With the mean and variances of the first and the second groups being $\bar{x}$, $\bar{y}$ , $s_1^2$,$s_2^2$.

Then the t-statistic can be formulated as:

$t = \frac{(\bar{x}-\bar{y})-(\mu_1-\mu_2)}{\sqrt{\frac{s_1^2}{n}+\frac{s_2^2}{m}}}$

Note: the t-value is large if the difference between $\bar{x}$ and $\bar{y}$ is large and the standard deviations $s_1$ and $s_2$ are small. This corresponds to the Welch two-sample t-test.

3.2 Two-samples t-test with unequal variances (Welch t-test)

Golub et al. (1999) argue that gene CCND3 Cyclin D3 plays an important role with respect to discriminating ALL from AML patients. We previously generated the boxplots for this gene, which suggests that the ALL population means differs from that of the AML. The null hypothesis of equal means can be tested by using the appropriate factor and specification var.equal = FALSE.

In [22]:

#t.test(sample.ALL,sample.AML, var.equal=FALSE)

# creating the gol.fac
gol.fac <-  factor(golub.cl, levels = 0:1, labels = c("AML", "ALL"))
t.test(golub[1042, ] ~ gol.fac, var.equal = FALSE)

	Welch Two Sample t-test

data:  golub[1042, ] by gol.fac
t = 6.3186, df = 16.118, p-value = 9.871e-06
alternative hypothesis: true difference in means is not equal to 0
95 percent confidence interval:
 0.8363826 1.6802008
sample estimates:
mean in group AML mean in group ALL
        1.8938826         0.6355909

The t value is significantly large, meaning that the two means differ largely with respect to the corresponding (standard error). As the p value is very small,the conclusion is to reject the null-hypothesis of equal means. The data provide strong evidence that the population means do differ.

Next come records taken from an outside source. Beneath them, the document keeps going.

PR #145, opened 2014-12-11
tripple backslash commenting support

lorddigg:
doxygen commenting style of /// support much like the leading asterisk in /*! comment styles.


michaeljones:
Hey, so I've rebased, reviewed and added examples in pull request #146.

I've decided to go with `leading-slashes` instead of `leading-cppcomments`. I hope that seems reasonable. I thought we should keep the terminology language agnostic.

If you feel like giving it a go or reviewing the changes please do, otherwise I'll merge into `master` and push hopefully over the next few days. 

Thanks again for the great work,
Michael

michaeljones:
I've merged the other branch with your work on it. Thanks again for pointing it out and providing the implementation.

Issue #147, opened 2015-01-13
Incorrect rendering of enumeration constant with explicit value


vitaut:
In http://breathe.readthedocs.org/en/latest/#nutshellclass_nutshell_1ae42034231cf912d095d57cbeed6cda79 the enumeration constant `kHammer` is rendered as

```
kHammer = = 0
```
Note extra `=`.

michaeljones:
Hi @vitaut,

Thanks for reporting it and for the fix. I had made a note #139 but not managed to get any further.

I won't make any time promises but I will attempt to merge it in when I get a chance. Shout if you'd like a new release. Also let me know if/when I can use the `mp` docs as another example.

Cheers,
Michael

vitaut:
Hi Michael,

> I had made a note #139 but not managed to get any further.

Didn't see that one, sorry for the duplicate.

> I won't make any time promises but I will attempt to merge it in when I get a chance.

Thanks.

> Also let me know if/when I can use the mp docs as another example.

Will do.

Regards,
Victor

michaeljones:
Merged. Much appreciated.

vitaut:
Thanks, Michael!

PR #148, opened 2015-01-13
Don't add extra "=" to the enum value initializer

vitaut:
Fixes https://github.com/michaeljones/breathe/issues/147.


michaeljones:
Merged and pushed. Thank you again!

PR #156, opened 2015-01-22
Remove unused imports

vitaut:
These were reported as warnings in PyDev.

### DIFF
--- a/breathe/directives.py
+++ b/breathe/directives.py
@@ -11,7 +11,7 @@ from .renderer.rst.doxygen.mask import MaskFactory, NullMaskFactory, NoParameter
 
 from .finder.doxygen.core import DoxygenItemFinderFactoryCreator
 from .finder.doxygen.matcher import ItemMatcherFactory
-from .directive.base import BaseDirective, DoxygenBaseDirective, WarningHandler, create_warning
+from .directive.base import BaseDirective, create_warning
 from .directive.index import DoxygenIndexDirective, AutoDoxygenIndexDirective
 from .directive.file import DoxygenFileDirective, AutoDoxygenFileDirective
 from .process import AutoDoxygenProcessHandle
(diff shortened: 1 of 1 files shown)


kirbyfan64:
The last import you removed is used on the next line...

vitaut:
@kirbyfan64 Thanks for being vigilant, but this import was a duplicate. The sphinx package is brought in by earlier imports and the reference to `_identifier_re` is fully qualified (or whatever is Python's term for this). As you can see the build passes on Travis.

kirbyfan64:
@vitaut Oh...that makes sense. Whoops.

michaeljones:
I was confused as well on a cursory look. And if I do this in the terminal:

```
$ python
Python 2.7.6 (default, Mar 22 2014, 22:59:56) 
[GCC 4.8.2] on linux2
Type "help", "copyright", "credits" or "license" for more information.
>>> from sphinx.domains.cpp import DefinitionParser
>>> sphinx.domains.cpp._identifier_re
  File "<stdin>", line 1, in <module>
NameError: name 'sphinx' is not defined
```

It doesn't look promising. But I guess if travis works... if works... :)

kirbyfan64:
@michaeljones  Well, it's because sphinx was [imported earlier](https://github.com/michaeljones/breathe/blob/6d293ec228f1d4a7482aa748d71482dba629f961/breathe/directives.py#L28). I'm guessing it's that Python updates the already-imported sphinx module with the newly imported `sphinx.domains.cpp`.

michaeljones:
@kirbyfan64 Good point. Thanks for explaining that.

@vitaut I'm more than happy for you to merge and push. We should probably have a test phase that runs pyflakes or flake8 over the code base to help sort these things out. I'm afraid I didn't start the project off in a very pep-8 complaint manner but I'm more than happy to conform going forward.

vitaut:
Merged. Thanks for the comments, guys.

@michaeljones Adding something like pyflakes to CI sounds like a good idea.

PR #157, opened 2015-01-22
Replace matcher stack with finder filter

vitaut:
The proposed PR replaces node stack with finder filter in directives as discussed in #151. As a side-effect this also removes some duplications in several `create_matcher_stack` methods which are no longer necessary and have been removed.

3.1 Two-samples Student-Fischer t-test (samples with equal variances).

Suppose the same setup as in the above example. In this case, however, the variances $\sigma_1^2$ and $\sigma_2^2$ for the two groups are known to be equal. To test $H_0: \mu_1 = \mu_2$ against $H_1: \mu_1 \neq \mu_2$ there is a t-test which is based on the pooled sample variance $s_p^2$. The latter is defined by the weighted sum of the sample variances $s_1^2$ and $s_2^2$ e.g.

$s_p^2 = \frac{(n-1)s_1^2+(m-1)s_2^2}{n+m-2}$

Then the t-value will be

$t = \frac{\bar{x}-\bar{y}-(\mu_1-\mu_2)}{s_p \sqrt{\frac{1}{n}+\frac{1}{m}}}$

The null hypothesis for gene CCND3 Cyclin D3 is that the mean of ALL differs from that of AML patients can be tested by the two-sample t-test using:

In [23]:

#t.test(sample.ALL,sample.AML, var.equal=TRUE)


t.test(golub[1042, ] ~ gol.fac, var.equal = TRUE)

	Two Sample t-test

data:  golub[1042, ] by gol.fac
t = 6.7983, df = 36, p-value = 6.046e-08
alternative hypothesis: true difference in means is not equal to 0
95 percent confidence interval:
 0.8829143 1.6336690
sample estimates:
mean in group AML mean in group ALL
        1.8938826         0.6355909

From the p-value $6.046 \times 10^{-8}$, the conclusion is to reject the null hypothesis of equal population means. Note that the p-value is slightly smaller than that of the previous test.